═══ MATERIAL PROVIDED
PR #29, opened 2022-05-23
Add link:fix command

Fenn-CS:
Runing npm run lint:fix would now easily repair the errors
that are shown by npm run lint.

Signed-off-by: fenn-cs <fenn25.fn@gmail.com>


jasonaowen (approved):
Yeah, that seems helpful!

Fenn-CS:
Thanks @jasonaowen

PR #31, opened 2022-05-24
Add API & SDK type defs for RecordVO

### LINKED ISSUE #30: Create record types + utilities
Similar to #18  -- we need to create the Item and RecordVo types, plus create the recordVoToRecord utility.

Fenn-CS:
This PR add the base required properties for RecordVO from back-end just like in #24 and #26.

Resolves #30


jasonaowen (changes requested):
Can you please also include the code that converts between a `Record` and a `RecordVO`? Without that code, it's really hard to judge these models.

src/types/sdk/Record.ts
```diff
@@ -0,0 +1,14 @@
+import type { Status } from './Status';
+import type { RecordType } from './RecordType';
+
+export interface Record {
+  id: number;
+  slug: string;
```
slifty, line 6: I think this is the *archive* slug, not the record slug, so let's call it `archiveSlug` to be more explicit.

src/types/sdk/RecordType.ts
```diff
@@ -0,0 +1,20 @@
...
+  Gedzip = 'Genealogy Archive',
+  Image = 'type.record.image',
+  PDF = 'type.record.pdf',
+  Presentation = 'type.record.presentation',
+  Reference = 'type.record.reference',
+  Spreadsheet = 'type.record.spreadsheet',
+  Unknown = 'type.record.unknown',
+  Video = 'type.record.video',
+}
+
```
slifty, line 19: Nit pick but we can toss this white space

slifty (changes requested):
The big thing we should add to this is the `FileVo` data.

slifty (commented):
Github UX is completely glitching out and marking my comments as part of a full review so. here's this.

src/types/sdk/Record.ts
jasonaowen: I think @meisekimiu knows more about this than I do, so I'll defer to her on how URLs are (de)constructed.

However, it is my (incomplete, untested) understanding that each archive, record, and folder have a globally unique `archiveNbr`. It may be the case that web-app URLs and share links have multiple `archiveNbr`s; I haven't looked into that.

src/types/api/RecordVo.ts
```diff
@@ -0,0 +1,22 @@
...
+  // These fields map to those defined in the base library ArchiveVO
+  // https://github.com/PermanentOrg/back-end/blob/main/api/core/record/vo/record.vo.php
+  recordId: number;
+  archiveId: number;
+  type: string;
+  status: string;
+  displayName: string;
+  uploadFileName: string;
+  displayDT: string;
+
```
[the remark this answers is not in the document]
Fenn-CS: This has been added.

Fenn-CS:
@slifty I added a commit to redefine the `BaseVo` the details are in that particular commit. I used use the `BaseVo` as the basis for all the `API` types because that's out it works on back-end and would avoid inconsistency errors. Like the `updateDT` versus `updatedDT` which I sighted in the commit message.


Thanks!

src/types/sdk/Record.ts
```diff
@@ -0,0 +1,14 @@
+import type { Status } from './Status';
+import type { RecordType } from './RecordType';
+
+export interface Record {
+  id: number;
+  displayDate: Date;
+  type: RecordType;
+  name: string;
+  fileURL: string;
+  downloadURL: string;
```
slifty, line 10: Let's do `Url` instead of `URL` since I believe it's consistent with our other naming decisions (one factor here is we wouldn't say `uRLValidator` we would say `urlValidator`)

This applies to both `fileUrl` and `downloadUrl`

src/types/sdk/RecordType.ts
```diff
@@ -0,0 +1,18 @@
...
+export enum RecordType {
+  Archive = 'type.record.archive',
+  Audio = 'type.record.audio',
+  Document = 'type.record.document',
+  Experience = 'type.record.experience',
+  Folder = 'type.record.folder',
+  Gedcom = 'Genealogy',
+  Gedzip = 'Genealogy Archive',
+  Image = 'type.record.image',
+  PDF = 'type.record.pdf',
```
slifty, line 12: Similar to `URL` => `Url` let's do `Pdf` here

src/types/sdk/RecordType.ts
```diff
@@ -0,0 +1,18 @@
+// These types are defined in the permanent backend:
+// https://github.com/PermanentOrg/back-end/blob/main/library/definition/perm.constants.php
+export enum RecordType {
+  Archive = 'type.record.archive',
+  Audio = 'type.record.audio',
+  Document = 'type.record.document',
+  Experience = 'type.record.experience',
+  Folder = 'type.record.folder',
+  Gedcom = 'Genealogy',
+  Gedzip = 'Genealogy Archive',
```
slifty, line 10: Just a sanity check: is Gedzip one word or is it meant to be a compound word (e.g. `GedZip`)

slifty (approved):
This looks great!

Some very minor capitalization tweaks I think would be good for consistency, but other than that go forth!  I'm marking as approved because I don't think this will need a re-review after those casing changes.

I like the use of `BaseVo` good thinking.

src/types/sdk/RecordType.ts
Fenn-CS: Recommendations applied.

Fenn-CS:
Thanks for the review @slifty , the capitalization changes where applied accordingly!

PR #41, opened 2022-07-14
Allow manual dispatch of release flow

slifty:
This PR makes it possible to manually trigger the `release` workflow.


cecilia-donnelly (approved):
:+1:

PR #44, opened 2022-07-14
Specify public package

slifty:
This PR tells npm that we want to publish the package publicly.

Without this, npm rejects the package since private packages are a paid features (plus we don't want it private anyway so)


cecilia-donnelly (approved):
I am learning so much about npm this afternoon!

PR #45, opened 2022-07-18
Support "archive folder" access

slifty:
This PR adds a new SDK function: `getArchiveFolders` which will return the immediate child folders of an archive.

For the user of an SDK this means they don't have to think about the concept of a "root folder" for an archive but instead can just directly load the system folders for a given (e.g. "My Files" or "Apps") using this function.

This builds on #46 so probably worth waiting to review until that is merged.


slifty:
@Fenn-CS I think this is now ready for review whenever you get a chance!

src/types/api/FolderVo.ts
```diff
@@ -24,6 +28,17 @@ export const folderVoSchema: JSONSchemaType<FolderVo> = {
...
       type: 'integer',
     },
+    ChildItemVOs: {
+      type: 'array',
+      items: {
+        type: 'object',
+        required: [],
+        anyOf: [
+          { $ref: '#' },
+          recordVoSchema,
```
Fenn-CS, line 38: Shouldn't we have the `folderVoScheme` here as well?

Fenn-CS (approved):
I left one inline comment about adding the `folderVoSchema` to the validation of `childItemVo`s otherwise this looks good.

src/types/api/FolderVo.ts
slifty: So you are absolutely right that the child items can be a record OR a folder; in json schema the way you write a self-referencing schema is by `{ $ref: '#' }` so that's what that first line is doing (the schema being defined is, itself, the folder schema so I can't reference it by object).

slifty:
Thanks @Fenn-CS !  I think that my answer addresses the concern (folder is part of the validation so we should be all set).

I'll give a few moments before merging in case you have a followup concern but if not I think this is good to go.

src/sdk/getArchiveFolders.ts
```diff
@@ -0,0 +1,19 @@
...
+  Archive,
+  ClientConfiguration,
+  Folder,
+} from '../types';
+import { getArchiveRootFolderVo } from '../api';
+import { folderVoToFolder } from '../utils';
+
+export async function getArchiveFolders(
+  clientConfiguration: ClientConfiguration,
+  archive: Pick<Archive, 'id'>,
```
slifty, line 11: @meisekimiu @Fenn-CS what do you think of this pattern.

Should it take an `archive` that only is expected to have an id, or should I have the dev user pass just an `archiveId`.

The difference would be:

```
clientConfig = { ... };
archive = sdk.getArchives(clientConfig)[0];
folders = sdk.getArchiveFolders(
  clientConfig,
  archive,
);
```

vs

```
clientConfig = { ... };
archive = sdk.getArchives(clientConfig)[0];
folders = sdk.getArchiveFolders(
  clientConfig,
  archive.id,
);
```

(Apply this pattern to other parameters)

src/types/api/FolderVo.ts
Fenn-CS: Thanks for the explanation!

src/sdk/getArchiveFolders.ts
Fenn-CS: Using the type Archive with ID provides some consistency but can sometimes add extra steps such as creating the type and intializing it with an id. If we won't be doing such intermediate preparations to call the get methods this is fine!

Otherwise I would lean more towards just passing their `ids`

Fenn-CS: Using the type Archive with ID provides some consistency but can sometimes add extra steps such as creating the type and intializing it with an id. If we won't be doing such intermediate preparations to call the get methods this is fine!

Otherwise I would lean more towards just passing their `ids`

slifty: I'm gonna modify this to just pass the Ids!  This pattern becomes even more clearly correct when we have situations where we need to pass both a folderId and an archiveId (which we will have to do later for other calls unfortunately)

PR #49, opened 2022-07-21
Use arrow functions

slifty:
This PR fixes two function definitions that accidentally wasn't using arrow functions.

I don't see a great way to check this via linting which is frustrating.  Maybe some day.


Fenn-CS (approved):
Looks good, thanks! =====>

PR #51, opened 2022-07-26
Add the File type

### LINKED ISSUE #50: We should expose `File` to the sdk user
It turns out that FileVos serve an important purpose, since a record can have more than one file derivative in the system.  We should expose those derivatives to SDK users to allow them to determine which version of the record they want to work with.

This means adding `File` to our `Record` type (note that this impacts #47 as we think about better names for `Record`)

slifty:
This PR creates the concept of a `File` type, which lets records have more than one associated file for SDK users.

Resolves #50


src/types/sdk/FileFormat.ts
```diff
@@ -0,0 +1,12 @@
+import { generateEnumTypeguard } from '../../utils/generateEnumTypeguard';
```
Fenn-CS, line 1: The name of this file sounds like it's referring to extensions which represents formats actually it appears to be reffering to `CoversionStatus` or maybe `FileConversionStatus`.

Fenn-CS (commented):
Have a minor concern.

src/types/sdk/FileFormat.ts
slifty: That's a fair concern.  Worth noting that `format` is the internal name, and so there is a subtle cost from any type deviation.  That said, I could appreciate that `format` is a generic term that might be worth getting rid of here.

I think it's not a conversion status (status indicates something that will change to me).  In the world of Archive.org this would be a `derivative type` (each of these files are a different kind of derivative of the original).

Maybe:

* `DerivativeType`
* `VersionType`

I have to keep thinking on this one....

Fenn-CS: @slifty It would be nice to have it be `DerivativeType` that's way clearer. I think it's okay if we change it because it's happening in the `sdk` namespace if we had or have to define it in the `api` namespace we can maintain the naming scheme from back-end and that conversions would show in the utility that would convert that.

Umm, it's a minor concern still if you strongly prefer to keep this way then I could pass on it.

slifty: The concern is very valid!

Your strong response to `DerivativeType` sells it for me!  I'll make that change.

Fenn-CS (approved):
LGTM! Thanks!

PR #58, opened 2022-08-02
Add getRecord to the SDK

### LINKED ISSUE #42: Support record access
The SDK needs to support the ability to access records associated with a folder.

slifty:
This PR adds a `getRecord` function to the sdk's API, allowing SDK users to load records from Permanent.

Resolves #42


src/api/getRecordVo.ts
```diff
@@ -0,0 +1,35 @@
...
+  recordId: number,
+  archiveId: number,
+): Promise<RecordVo> => {
+  const queryParams = new URLSearchParams({
+    recordId: `${recordId}`,
+    archiveId: `${archiveId}`,
+  });
+  const response = await makePermanentApiCall(
+    clientConfiguration,
+    `/record/getById?${queryParams.toString()}`,
```
Fenn-CS, line 31: The endpoint that supports `version 2` is `/api/record/get` the call structure remains the same.

Fenn-CS (commented):
I am not sure if you tested this against a branch locally but please clerify `api/get/getById` does not support version 2 requests yet.

Otherwise this looks great and I would wait for clarification.

src/api/getRecordVo.ts
Fenn-CS: Essentially, the endpoint that we have started working on to support `v2` is the one I stated above. 

See : https://github.com/PermanentOrg/back-end/pull/252

slifty: Ahh thank you great catch!  I had the wrong endpoint.

Fenn-CS (approved):
Great! Thanks @slifty !

src/api/getRecordVo.ts
Fenn-CS: Cool, now looks good and I would mar this as resolved.

slifty:
I added a few little things to this PR because I found some additional fields that were missing in the current File / Record which are needed for the rclone project.  Specifically: `size` and `downloadName`

PR #63, opened 2022-12-16
Add `fileSystemCompatibleName` attributes

### LINKED ISSUE #62: Better support for `downloadName` / `fileSystemName`
The server side has the concept of "downloadName" for folders and records (and archives? need to check).

We translate this to an attribute of our Record, but it needs to also exist for other entities.  I also think that from the SDK point of view `fileSystemName` would be a more descriptive term for the attribute (`download` indicates a more specific, though clearly related, use case!)

slifty:
The `fileSystemCompatibleName` is a version of a given record or folder's name that will work correctly on a file system.  This means it will not have illegal characters and will not conflict with peer items.

This is a breaking change for any client that was using the `Record.fileName` attribute.

Resolve #62


src/types/sdk/Folder.ts
```diff
@@ -5,6 +5,7 @@ export interface Folder {
   name: string;
   size: number;
   displayDate: Date;
+  readonly fileSystemName: string;
```
Fenn-CS, line 8: `fileSystemName` sounds like it's referring to something else!

`nameOnFileSystem`, `fileSystemCompatibleName` longer but clearer names.

I won't die on this hill though!

Fenn-CS (commented):
Overall, this looks good function-wise. I have a minor reservation about the name `fileSystemName` to which I left an inline comment.

Lastly, what is the motivation for not simply using the existing `fileName` property that existed already and correctly mapped `downloadName` (which to the best of knowlege is file system compatible).

src/types/sdk/Folder.ts
slifty: Oh right -- that sounds like it's referring to the name of the file system!  No need to die on the hill I'll join you there and try to identify a better solution :D

slifty: Using `fileSystemCompatibleName`

Also to answer the question below; `fileName` wasn't very clear and also didn't quite make sense as a name on the `Folder` type, so I think this is an improvement.

Fenn-CS (approved):
Looks good!

PR #67, opened 2023-01-03
Rename Record to ArchiveRecord

### LINKED ISSUE #47: Oh no, Record is already a thing
TypeScript has a built in concept of [Record](https://www.typescriptlang.org/docs/handbook/utility-types.html#recordkeys-type) built into the language.  Unfortunately the Permanent backend uses the term `Record` to represent a file in the permanent system.

For the API interaction we're OK because it's actually not `Record` but `RecordVo`.  However, we're going to need to think of something else for our sdk side that isn't just `Record`.

Some ideas:

1. `PermanentRecord` <-- ugh.
2. `File` (this could be confusing since we have `FileVo` which is... different than `RecordVo` somehow)
3. `Item` <-- this has the same downside of `File` while also being very generic.
4. `Document`

Nothing's perfect.  I think `File` might be our best bet (as a partner to `Folder`).  I'm 99% sure that we're merging `RecordVo` and `FileVo` anyway; and if we need to keep track of whatever `FileVo` means we can think of a more specific name for the sdk (e.g. `FileInstance` or `FileVersion` or something).

Any thoughts?

slifty:
This PR renames `Record` to `ArchiveRecord` in order to avoid a name collision with the [TypeScript utility type](https://www.typescriptlang.org/docs/handbook/utility-types.html#recordkeys-type)

Resolves #47


slifty:
There was some discussion today about changing this to `ArchiveRecord` (I may shift this to `ArchivalRecord` to avoid any sense that this is directly related to our concept of a metadata associated with an `Archive`) instead of `Item` for a few reasons:

1) Item is already a term in the API (that means either a "record" or "folder") <-- this is not the sole reason, since that terminology may need to disappear anyway
2) ArchivalRecord is a term of art that is probably why `Record` was used in the first place, so it's reasonable to stick with it.

src/sdk/getArchiveRecord.ts
```diff
@@ -1,18 +1,18 @@
...
 } from '../types';
 import { getRecordVo } from '../api';
-import { recordVoToRecord } from '../utils';
+import { recordVoToArchiveRecord } from '../utils';
 
-export const getRecord = async (
+export const getArchiveRecord = async (
   clientConfiguration: ClientConfiguration,
-  recordId: number,
+  itemId: number,
```
slifty, line 10: This should be archiveRecordId

src/utils/recordVoToArchiveRecord.ts
```diff
@@ -1,30 +1,30 @@
...
 );
 
-export const recordVoToRecord = (recordVo: RecordVo): Record => {
+export const recordVoToArchiveRecord = (recordVo: RecordVo): ArchiveRecord => {
   const createdAt = new Date(formatTimestampAsUtc(recordVo.createdDT));
   const updatedAt = new Date(formatTimestampAsUtc(recordVo.updatedDT));
   const displayDate = new Date(formatTimestampAsUtc(recordVo.displayDT));
-  const type = recordTypeToRecordType(recordVo.type);
-  const status = recordStatusToStatus(recordVo.status);
+  const type = recordVoTypeToItemType(recordVo.type);
```
Fenn-CS, line 26: Is this not supposed to be `recordVoTypeToArchiveRecordType` ?

src/utils/recordVoToArchiveRecord.ts
```diff
@@ -1,30 +1,30 @@
...
-  isRecordType,
+  isArchiveRecordType,
   isStatus,
 } from '../types';
 import { fileVoToFile } from './fileVoToFile';
 import { formatTimestampAsUtc } from './formatTimestampAsUtc';
 
-const recordTypeToRecordType = (recordType: string): RecordType => (
-  isRecordType(recordType) ? recordType : RecordType.Unknown
+const recordVoTypeToItemType = (recordType: string): ArchiveRecordType => (
```
Fenn-CS, line 14: Why `ItemType` suddenly and not `ArchiveRecordType`?

slifty: Thank you!  Fixed :D

Fenn-CS (approved):
Thanks! Looks good now!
══════
_AIM OF THE TASK:_ Where does the string "fileSystemCompatibleName" appear in the records above? Show every line that holds it.

_YOUR RESPONSE:_
Add `fileSystemCompatibleName` attributes
The `fileSystemCompatibleName` is a version of a given record or folder's name that will work correctly on a file system.  This means it will not have illegal characters and will not conflict with peer items.
`nameOnFileSystem`, `fileSystemCompatibleName` longer but clearer names.
slifty: Using `fileSystemCompatibleName`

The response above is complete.